● Exercise directions: Copy out all the entries below, word for word.

● Recorded data:
---*---
PR #338, opened 2026-03-24
Add PHPStan extension

### LINKED ISSUE #260: PHP Stan support
It doesn't throw errors in PHPStan if args type, numbers etc. mismatches...
```php
namespace App\Authentication\Actions;

use Lorisleiva\Actions\Concerns\AsAction;

class UpdateUserPassword
{
    use AsAction;

    public function handle(User $user, string $newPassword)
    {
        $user->password = Hash::make($newPassword);
        $user->save();
    }
}
```
```
// Equivalent to "UpdateUserPassword::make()->handle($user, 'secret')".
UpdateUserPassword::run($user, 'secret');
```

If I use this - UpdateUserPassword::make()->handle($user, 'secret')
Larstan properly check args type, count etc

For this - UpdateUserPassword::run($user, 'secret')
Larstand doesn't trigger any error 

How can I add support to this? I am open to creating a PR. A little head start will be good...

pindab0ter:
## Summary

Closes #260

`AsObject::run()` is defined as `(mixed...): mixed`, so PHPStan treats it as untyped: no return type inference, no parameter validation, and `@throws` annotations on `handle()` are invisible. This adds a PHPStan extension that makes `run()`, `runIf()`, and `runUnless()` transparent proxies to `handle()` for static analysis:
---*---
● Solution for this exercise:
PR #338, opened 2026-03-24
Add PHPStan extension

### LINKED ISSUE #260: PHP Stan support
It doesn't throw errors in PHPStan if args type, numbers etc. mismatches...
```php
namespace App\Authentication\Actions;

use Lorisleiva\Actions\Concerns\AsAction;

class UpdateUserPassword
{
    use AsAction;

    public function handle(User $user, string $newPassword)
    {
        $user->password = Hash::make($newPassword);
        $user->save();
    }
}
```
```
// Equivalent to "UpdateUserPassword::make()->handle($user, 'secret')".
UpdateUserPassword::run($user, 'secret');
```

If I use this - UpdateUserPassword::make()->handle($user, 'secret')
Larstan properly check args type, count etc

For this - UpdateUserPassword::run($user, 'secret')
Larstand doesn't trigger any error 

How can I add support to this? I am open to creating a PR. A little head start will be good...

pindab0ter:
## Summary

Closes #260

`AsObject::run()` is defined as `(mixed...): mixed`, so PHPStan treats it as untyped: no return type inference, no parameter validation, and `@throws` annotations on `handle()` are invisible. This adds a PHPStan extension that makes `run()`, `runIf()`, and `runUnless()` transparent proxies to `handle()` for static analysis:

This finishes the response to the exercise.